The energy animating the Second Vatican Council seems to have touched Gonzaga too, for the 1960s opened with a burst of activity. The spirit of the old Gonzaga Quarterly, discontinued since 1937, found new expression in Reflection, which has continued to the present. Two new programs were added, a Masters in Business in 1962 and the Florence (Italy) Study Abroad the next year, and the first issue of the Gonzaga Law Review appeared in 1966, all of which have remained as prominent, popular features of the University. By 1966 there had been a spree of new construction too, no less than seven dormitories, a building for Chemistry and Biology, and the Kennedy Athletic Center, as well as the acquisition of a nearby structure for the Law School. Gonzaga's Jesuit Residence also was replaced in 1964. The following year marked the beginning of a fifteen-year odyssey for historian Fr. Wilfred Schoenberg, S.J., as director of the Museum of Native American Culture (MONAC). Eventually located on the campus periphery, the original museum building now serves as a multi-purpose Conference Center.
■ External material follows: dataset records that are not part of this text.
Issue #2019, opened 2024-01-15
Wayland build: Could NOT find OpenGL (missing: GLX)


JonasVautherin:
*Note: opening an issue here under the advice of @louwers [on Slack](https://osmus.slack.com/archives/C02B2CBSNBU/p1705321862741179?thread_ts=1705082964.200539&cid=C02B2CBSNBU), hoping to get insights from @jwinarske.*

Trying to build maplibre-native on Wayland, I get the following error in the CMake configuration step:

```
CMake Error at /usr/share/cmake/Modules/FindPackageHandleStandardArgs.cmake:230 (message):
  Could NOT find OpenGL (missing: GLX)
```

I am running on Alpine 3.19 with Wayland.

I saw [this issue](https://github.com/maplibre/maplibre-native/pull/1018) and tried different things to remove the need for GLX (my understanding being that I don't need GLX on Wayland), like this:

```
cmake -DMBGL_WITH_EGL=ON -DMLN_WITH_WAYLAND=ON -DMLN_WITH_ELG=ON -DMBGL_WITH_WAYLAND=ON -Bbuild -S.
```

But it does not change the GLX error I get. Am I missing something to build with Wayland?

acalcutt:
If you are doing this on a headless system, maybe throwing 'xvfb-run --auto-servernum' before the command will allow it to work? I've never had to use that on cmake,

Also, Is this node binaries that you are building? I'd check out the node workflow steps at
https://github.com/maplibre/maplibre-native/blob/main/.github/workflows/node-ci.yml#L206-L216
and
https://github.com/maplibre/maplibre-native/blob/main/.github/workflows/node-ci.yml#L236-L243

Node needs the `DMLN_WITH_NODE=ON` now, which I you would then add the `DMLN_WITH_ELG=ON` to have it build in egl mode. I'm not familiar with that DMLN_WITH_WAYLAND flag.

acalcutt:
I remember seeing this old converation that makes me think xvfb is needed with EGL
https://github.com/maplibre/maplibre-native/pull/217#issuecomment-1132215477

Btw, I just noticed you have a type. the option is [DMLN_WITH_EGL](https://github.com/maplibre/maplibre-native/blob/main/CMakeLists.txt#L11) , not DMLN_WITH_ELG

JonasVautherin:
Thanks for the quick answer!

> If you are doing this on a headless system

No, that's my main Desktop machine :see_no_evil:.

[...]

PR #2022, opened 2024-01-15
cmake: enable MLN_WITH_EGL and OPENGL_USE_GLES for Wayland

JonasVautherin:
### What it achieves

Without these changes, I need to configure with the unintuitive:

```
cmake -DMLN_WITH_EGL=ON -DMLN_WITH_WAYLAND=ON -DOPENGL_USE_GLES3=ON -Bbuild -S.
```

With these changes, I can configure successfully with:

```
cmake -DMLN_WITH_WAYLAND=ON -Bbuild -S.
```

### The change

This change sets two values to TRUE in platform/linux/linux.cmake when `MLN_WITH_WAYLAND` is set:

* MLN_WITH_EGL: without this set, it will try to find the GLX component of OpenGL, which is an X11 thing. Without this change I get the following error:

```
CMake Error at /usr/share/cmake/Modules/FindPackageHandleStandardArgs.cmake:230 (message):
  Could NOT find OpenGL (missing: GLX)
```

* OPENGL_USE_GLES2: without this (or OPENGL_USE_GLES3) set, [the CMake module for OpenGL will include the GLVND library](https://github.com/Kitware/CMake/blob/master/Modules/FindOpenGL.cmake#L432-L435) which is, again, for X11. Without this change I get the following error:

```
CMake Error at /usr/share/cmake/Modules/FindPackageHandleStandardArgs.cmake:230 (message):
  Could NOT find OpenGL (missing: OPENGL_opengl_LIBRARY)
```

### Further considerations 

One could ask: "is it not an issue to set OPENGL_USE_GLES2, in case someone wants OPENGL_USE_GLES3?", and my (admittedly limited) understanding is that the FindOpenGL module will still detect the right one, but we need one to be set for the check [here](https://github.com/Kitware/CMake/blob/master/Modules/FindOpenGL.cmake#L432-L435) (otherwise it will look for the GLVND library). In my case, I have glfw-3 installed on my system, and it gets detected even with OPENGL_USE_GLES2 set. Not sure what would happen if I had both installed (my distro doesn't provide both, I can't test :see_no_evil:). Maybe it would be better to set OPENGL_USE_GLES3?

### Notes

This is my suggestion to improve the Wayland build, following my struggling with https://github.com/maplibre/maplibre-native/issues/2019.

@jwinarske: FYI

### DIFF
--- a/platform/linux/linux.cmake
+++ b/platform/linux/linux.cmake
@@ -15,6 +15,18 @@ find_package(Threads REQUIRED)
 pkg_search_module(WEBP libwebp REQUIRED)
 pkg_search_module(LIBUV libuv REQUIRED)
 
+if(MLN_WITH_WAYLAND)
+    # See https://github.com/maplibre/maplibre-native/pull/2022
+
+    # MLN_WITH_EGL needs to be set for Wayland, otherwise this CMakeLists will
+    # call find_package(OpenGL REQUIRED GLX), which is for X11.
+    set(MLN_WITH_EGL TRUE)
+
+    # OPENGL_USE_GLES2 or OPENGL_USE_GLES3 need to be set, otherwise
+    # FindOpenGL.cmake will include the GLVND library, which is for X11.
+    set(OPENGL_USE_GLES3 TRUE)
+endif()
+
 target_sources(
     mbgl-core
     PRIVATE


acalcutt:
You question about OPENGL_USE_GLES2 vs OPENGL_USE_GLES3 reminds me of https://github.com/maplibre/maplibre-native/pull/1079/files where the change to GLES3 had to be reverted because the package that included it was GLES2. I wonder if it is similar here.

jwinarske:
It's not clear to me why there are GLESv2 and GLESv3 flags.  The functions exist in the same file named libgles2.so.  There is no libgles3.so.  You can create an EGL config that works with both GLESv2 and GLESv3.  The resolver handles the differences.  Enabling config attributes should be exposed.  Apache-2.0 Example:
https://github.com/toyota-connected/ivi-homescreen/blob/main/shell/constants.h#L88

JonasVautherin:
> It's not clear to me why there are GLESv2 and GLESv3 flags.

They apparently mostly help deciding whether `find_package(OpenGL)` will include GLX and GLVND or not, [see here](https://github.com/Kitware/CMake/blob/master/Modules/FindOpenGL.cmake#L420-L459).

The one thing that is not entirely clear to me is that it sets [OPENGL_gles2_LIBRARY](https://github.com/Kitware/CMake/blob/master/Modules/FindOpenGL.cmake#L468) or [OPENGL_gles3_LIBRARY](https://github.com/Kitware/CMake/blob/master/Modules/FindOpenGL.cmake#L473), which are later [searched](https://github.com/Kitware/CMake/blob/master/Modules/FindOpenGL.cmake#L563-L564).

But Maplibre only requires the [EGL](https://github.com/maplibre/maplibre-native/blob/81fa32213de8ba68d3df292b4cac81341ff31cf3/platform/linux/linux.cmake#L69) component in the CMakeLists, not the [GLES2](https://github.com/Kitware/CMake/blob/master/Modules/FindOpenGL.cmake#L32) or [GLES3](https://github.com/Kitware/CMake/blob/master/Modules/FindOpenGL.cmake#L37) components.

If it did, then it would be easy to know which `OPENGL_USE_GLESX` to set. But because it doesn't, my feeling is that we just need to set one of them for [the GLX/GLVND checks](https://github.com/Kitware/CMake/blob/master/Modules/FindOpenGL.cmake#L420-L459).

At least setting either `OPENGL_USE_GLES2` or `OPENGL_USE_GLES3` works for me, and I know I only have glfw-3 (which I had to install for this very configure step to pass).

acalcutt:
If it doesn't make much difference I would think it would be better to set "OPENGL_USE_GLES3", just because the code is ES 3.0 now https://github.com/maplibre/maplibre-native/pull/995 . pretty much everywhere else 'GLES2' got changed to 'GLES3' (there was just the one case I mentioned where that caused an issue, but most places it was fine.)

JonasVautherin:
Is there something more I should be doing on this PR? If you don't think it makes sense, we can just close it :+1:.

ntadej:
For my curiosity, where is `OPENGL_USE_GLES3` used? Because I can't find any reference in the repo, but I guess it's used in one of the dependencies?

JonasVautherin:
@ntadej: As described above, and as far as I can tell, it seems like it is mostly used [in FindOpenGL.cmake](https://github.com/Kitware/CMake/blob/master/Modules/FindOpenGL.cmake#L420-L459). Without OPENGL_USE_GLES2 or OPENGL_USE_GLES3 set, [the CMake module for OpenGL will include the GLVND library](https://github.com/Kitware/CMake/blob/master/Modules/FindOpenGL.cmake#L432-L435) which is for X11.

JonasVautherin:
I don't think it will go further than this :see_no_evil:.

ntadej:
Why close, I think at the moment we just do not have anyone who can test this.

@louwers, @acalcutt, do you think this is safe to just merge as is?

acalcutt:
I personally think it is fine, since it only changes anything if that -`DMLN_WITH_WAYLAND=ON`  option is used. Thought I am not familiar with if MLN_WITH_WAYLAND option was actually an option before.

JonasVautherin:
> Can you add a comment to this PR?

Not sure what you mean :confused:. Do you want me to modify the description of the PR? :eyes:

louwers:
@JonasVautherin Sorry, what I mean is, could you add a comment to the `if()` in the CMake file that explains why it is there with a link to this PR?

JonasVautherin:
Oh, got it :blush:. I added comments there, let me know what you think!

louwers (approved):

louwers:
Thanks, looks good.

ntadej:
It seems codecov is not reporting for some reason ...

louwers:
According to https://app.codecov.io/gh/maplibre/maplibre-native/commits it is uploaded...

In 1974 the Trustees inaugurated Gonzaga's twenty-third president, Fr. Bernard Coughlin, S.J., thus ushering in a critical era of steady growth matched with fiscal stability. He began with an endowment of $6 million and an annual budget of $9.6 million; at his retirement twenty one years later in 1995, the former stood at $50 million and the latter at $71 million, balanced for all but the first two years of his tenure. Meanwhile the student body had increased from about 3000 to 5000 enrollees. Two new programs were formed in 1975, a School of Professional Studies and CREDO, a popular sabbatical curriculum in Religious Studies. In 1978 a baccalaureate in Nursing was added, and a doctorate in Educational Leadership the following year. Existing programs acquired professional accreditation: the Law School in 1977, Nursing in 1983, Engineering in 1985, and Business in 1990. In the process a new School of Business was constructed, and Engineering, as well as the Athletic Center, were expanded. More recently Gonzaga has added a $20 million state-of-the-art library, a building for the School of Education, and a Fine Art Center and Museum. Currently new Chemistry and Law School facilities are being planned. A final event of note, nearly hidden in the heart of the Coughlin era, was the centennial-year formation of the Council for Partnership in Mission. Charged with creating a new statement of institutional mission, the Council is now actively encouraging its integration into all aspects of university life, thus crafting a vision for Gonzaga's second century, in which cooperation between its Jesuit and lay members will need to be redefined anew.